International corporations do this because it's cheaper.  They use the lack of these laws to evade our laws here.  We permit it, we allow them to import as "free trade", and in doing so we are just as responsible for the exploitation of the people, and destruction of the environment, as if it took place right behind your house.

But for our economic activity in this "trade" that pollution and slave-labor would not happen.

So cut the crap America.

Either our standards are valid or they are not.  If they are, then they are.  Enforce them.  Since we can't force other nations to conform with our laws, the solution is simple: we enact wage and environmental parity tariffs, thereby destroying the incentive for firms to poison the environment and exploit people elsewhere to evade our laws here.

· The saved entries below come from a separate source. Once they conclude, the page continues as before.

PR #629, opened 2025-04-28
Bump LightEval to enable DP>1

lewtun:
This PR bumps `lighteval` to enable DP>1 again since it is compatible with `vllm` v0.8.4. See: https://github.com/huggingface/lighteval/issues/670#issuecomment-2835079312

Waiting for evals to run, but code can be reviewed as is.

Update: evals finished and the diff is up to a few percentage points, but most on AIME24 which is rather noisy due to small sample size:

output-46

Code snippet to run all evals:

```shell
#!/bin/bash

MODELS=(
"DeepSeek-R1-Distill-Qwen-1.5B"
"DeepSeek-R1-Distill-Qwen-7B"
"DeepSeek-R1-Distill-Qwen-14B"
"DeepSeek-R1-Distill-Qwen-32B"
"DeepSeek-R1-Distill-Llama-8B"
"DeepSeek-R1-Distill-Llama-70B"
)

for M in "${MODELS[@]}"; do
  echo "Running benchmark for model: $M"
  python scripts/run_benchmarks.py --model-id deepseek-ai/$M --benchmarks aime24 math_500 gpqa lcb
done
```

## TODO

- [x] Re-run evals to check score variance

### DIFF
--- a/Makefile
+++ b/Makefile
@@ -40,7 +40,7 @@ evaluate:
 		fi \
 	),))
 	$(if $(filter tensor,$(PARALLEL)),export VLLM_WORKER_MULTIPROC_METHOD=spawn &&,) \
-	MODEL_ARGS="pretrained=$(MODEL),dtype=bfloat16,$(PARALLEL_ARGS),max_model_length=32768,max_num_batched_tokens=32768,gpu_memory_utilization=0.8,generation_parameters={max_new_tokens:32768,temperature:0.6,top_p:0.95}" && \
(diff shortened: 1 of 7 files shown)


Makefile
```diff
@@ -40,7 +40,7 @@ evaluate:
 		fi \
 	),))
 	$(if $(filter tensor,$(PARALLEL)),export VLLM_WORKER_MULTIPROC_METHOD=spawn &&,) \
-	MODEL_ARGS="pretrained=$(MODEL),dtype=bfloat16,$(PARALLEL_ARGS),max_model_length=32768,max_num_batched_tokens=32768,gpu_memory_utilization=0.8,generation_parameters={max_new_tokens:32768,temperature:0.6,top_p:0.95}" && \
```
lewtun, line 43: `max_num_batched_tokens` is no longer needed to be included, so I've removed it for simplicity

edbeeching (approved):

PR #639, opened 2025-05-09
Add time to Slurm

lewtun:
Add `--time` flag to comply with new HF Cluster requirements: https://huggingface.slack.com/archives/C04LMQCANLS/p1746797087651049

I only edited the Slurm files that did not have a preexisting `--time` flag set.

### DIFF
--- a/slurm/e2b_router.slurm
+++ b/slurm/e2b_router.slurm
@@ -6,6 +6,7 @@
 #SBATCH --output=/fsx/open-r1/logs/e2b_router/%x-%j.out
 #SBATCH --error=/fsx/open-r1/logs/e2b_router/%x-%j.err
 #SBATCH --requeue
+#SBATCH --time=7-00:00:00
 
 echo "Starting job"
 set -x -e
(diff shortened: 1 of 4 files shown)


slurm/e2b_router.slurm
```diff
@@ -6,6 +6,7 @@
 #SBATCH --output=/fsx/open-r1/logs/e2b_router/%x-%j.out
 #SBATCH --error=/fsx/open-r1/logs/e2b_router/%x-%j.err
 #SBATCH --requeue
+#SBATCH --time=7-00:00:00
```
lewtun, line 9: I took a best guess here, but feel free to reduce / increase as you see fit

slurm/evaluate.slurm
```diff
@@ -5,6 +5,8 @@
 #SBATCH --output=./logs/%x-%j.out
 #SBATCH --error=./logs/%x-%j.err
 #SBATCH --requeue
+#SBATCH --time=1-00:00:00
```
lewtun, line 8: I don't think we have any evals that run longer than 1 day, but let me know if we should increase it

edbeeching (approved):
Thanks, the times seem reasonable. LGTM

PR #662, opened 2025-05-27
Refresh Weka on Slurm

lewtun:
Only targets the h4 cache for now.


edbeeching (commented):
Do we not want to fetch the open-r1 dir? Perhaps we can exclude the data/ directory.

PR #1791, opened 2018-01-21
New prop proposal on Autocomplete component.

jesion:
I would like to propose a new prop on Autocomplete component - 'submitKeys'. It would mean an array of numbers representing keyboard keys that will trigger active item creation or selection.

This would allow programmers to configure which keyboard keys would trigger active item creation or selection. Defaults to 13, so this change is backwards compatible.

### DIFF
--- a/components/autocomplete/Autocomplete.js
+++ b/components/autocomplete/Autocomplete.js
@@ -54,6 +54,7 @@ const factory = (Chip, Input) => {
         values: PropTypes.string,
       }),
       value: PropTypes.any,
+      submitKeys: PropTypes.array
     };
 
     static defaultProps = {
@@ -67,6 +68,7 @@ const factory = (Chip, Input) => {
       showSuggestionsWhenValueIsSet: false,
       source: {},
       suggestionMatch: 'start',
+      submitKeys: [13]
     };
 
     state = {
@@ -145,9 +147,9 @@ const factory = (Chip, Input) => {
        && this.state.showAllSuggestions
      );
 
-      if (event.which === 13) {
-        this.selectOrCreateActiveItem(event);
-      }
+     if (this.props.submitKeys.includes(event.which) === true) {
+      this.selectOrCreateActiveItem(event);
+     }
     };
 
     handleQueryKeyUp = (event) => {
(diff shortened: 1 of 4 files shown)


components/autocomplete/Autocomplete.js
```diff
@@ -54,6 +54,7 @@ const factory = (Chip, Input) => {
         values: PropTypes.string,
       }),
       value: PropTypes.any,
+      submitKeys: PropTypes.array
```
3af: Maybe `PropTypes.arrayOf(PropTypes.number)`?

components/autocomplete/Autocomplete.js
```diff
@@ -145,9 +147,9 @@ const factory = (Chip, Input) => {
        && this.state.showAllSuggestions
      );
 
-      if (event.which === 13) {
-        this.selectOrCreateActiveItem(event);
-      }
+     if (this.props.submitKeys.includes(event.which) === true) {
```
3af: Is it necessary to compare to true? `includes()` returns boolean already.

components/autocomplete/readme.md
```diff
@@ -62,6 +62,7 @@ If you want to provide a theme via context, the component key is `RTAutocomplete
 | `showSuggestionsWhenValueIsSet` | `Bool`                        | `false` | If true, the list of suggestions will not be filtered when a value is selected, until the query is modified. |
 | `suggestionMatch`               | `String`                      | `start` | Determines how suggestions are supplied. It can be `start` (query matches the start of a suggestion), `anywhere` (query matches anywhere inside the suggestion), `word` (query matches the start of a word in the suggestion) or `disabled` (disable filtering of provided source, all items are shown). |
 | `value`                         | `String`, `Array` or `Object` |         | Value or array of values currently selected component. |
+| `submitKeys`                    | `Array`                       | `[13]`  | Array of numbers representing keyboard keys that will trigger active item creation or selection. |
```
3af: Maybe it would be helpful to link to resource where possible values are listed? E.g. https://css-tricks.com/snippets/javascript/javascript-keycodes/

jesion: Hi @3af, how about this one: https://developer.mozilla.org/en-US/docs/Web/API/KeyboardEvent/keyCode?. Anyways, I have implemented the review changes...

3af: Hi @jesion, looks good too. Thanks for the changes.
Unfortunatelly I can't merge so let's wait till Javi has time for it.

jesion: No probs @3af. Thanks for reviewing...

Issue #1730, opened 2017-10-29
Disabled slider can be modified with keyboard input


Adamfsk:
On the demo page, if you use tab to select the disabled slider, then use the up and down arrows on the keyboard, the value of the disabled slider can be changed.

PR #1796, opened 2018-01-29
Don't handle key events if slider is disabled

rubenmoya:
Fixes: #1730


components/slider/Slider.js
```diff
@@ -10,6 +10,13 @@ import events from '../utils/events';
 import InjectProgressBar from '../progress_bar/ProgressBar';
 import InjectInput from '../input/Input';
 
+const KEYS = {
```
hartzis: i know `keyCode` was already being used here, but since you were cleaning it up thought i'd just point out that [keyCode is deprecated](https://developer.mozilla.org/en-US/docs/Web/API/KeyboardEvent/keyCode) and should probably be cleaned up in the future 😸 and replaced with [e.code](https://developer.mozilla.org/en-US/docs/Web/API/KeyboardEvent/code)

rubenmoya: Good catch! Thank you!

hartzis: looks like you updated to use the `code` property but forgot to update the values in your `KEYS` map.
Should be
```
const KEYS = {
  ENTER: 'Enter',
  ESC: 'Escape',
  ARROW_UP: 'ArrowUp',
  ARROW_DOWN: 'ArrowDown',
};
```
Just for reference, good site for determining values for `code` - https://w3c.github.io/uievents/tools/key-event-viewer.html

rubenmoya: Ooops, what a fail 🤦🏻‍♂️

PR #1834, opened 2018-03-20
Set Slider tabIndex to -1 when disabled

dylanseago:
Set `tabIndex` to `-1` when the Slider is disabled to prevent it from gaining focus when navigating with a keyboard.


rubenmoya:
Thank you!

PR #1842, opened 2018-04-04
Adding a tabindex to the input component

thatgibbyguy:
When laying out a form, it's important to be able to control the order of the user's tabs. So, I added that as an optional prop that can be passed.


rubenmoya:
Hi! Sorry for answering this late, the code looks good, but the tests are failing

PR #1866, opened 2018-07-03
Add missing innerRef prop to typescript definition

rokoroku:
In `react-toolbox`, every components are wrapped by `react-css-themr`. 

Therefore, without `innerRef` from `react-css-themr`, we cannot get component's reference directly.

This PR will add the prop to the base `ReactToolbox.Prop` type


rubenmoya (approved):

rubenmoya:
Thank you!

PR #1869, opened 2018-07-14
using ref callback instead of settimeout to update clockNode reference

ankurarora:
Using callback to update ref and then call handleCalculateShape method from the reference


rubenmoya:
I tested it locally and seems to be working as expected, thank you for the PR!

arammkrtchyan:
Hi guys,
When are you planning the new release, which will contain this fix ?

PR #1884, opened 2018-09-28
Fix #1870: Dropdown won't close after selecting an item

### LINKED ISSUE #1870: Dropdown won't close after selecting an item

The manufacturers now have a choice - either bring the jobs back here, in which case we now have a rising wage base, or our Treasury gets refilled with funds with which to pay welfare and other benefits in various forms to those who are displaced.

Neither political party wants to face this reality, of course.  But that doesn't make it less true.  To the contrary - it is absolutely the case, and we're hypocrites.

We as Americans, bluntly, are pigs.  We claim that "Minimum Wage" laws are both just and necessary, but we won't enforce that which we claim is just and necessary - instead we give manufacturers a simple way around the law by simply firing all the US workers involved and moving the plant to Mexico or China!

Likewise, we claim that environmental protection is important.  But instead of enforcing it, we then allow the manufacturers to do what you see above, so long as it happens to someone else.

Wake up America.  Either our laws are worth enforcing or they're not.  If they're just then they are, and for those who choose to evade them by offshoring, the proper response is to tariff everything that comes into this country using those means of bypass in the exact amount of the benefit so gained.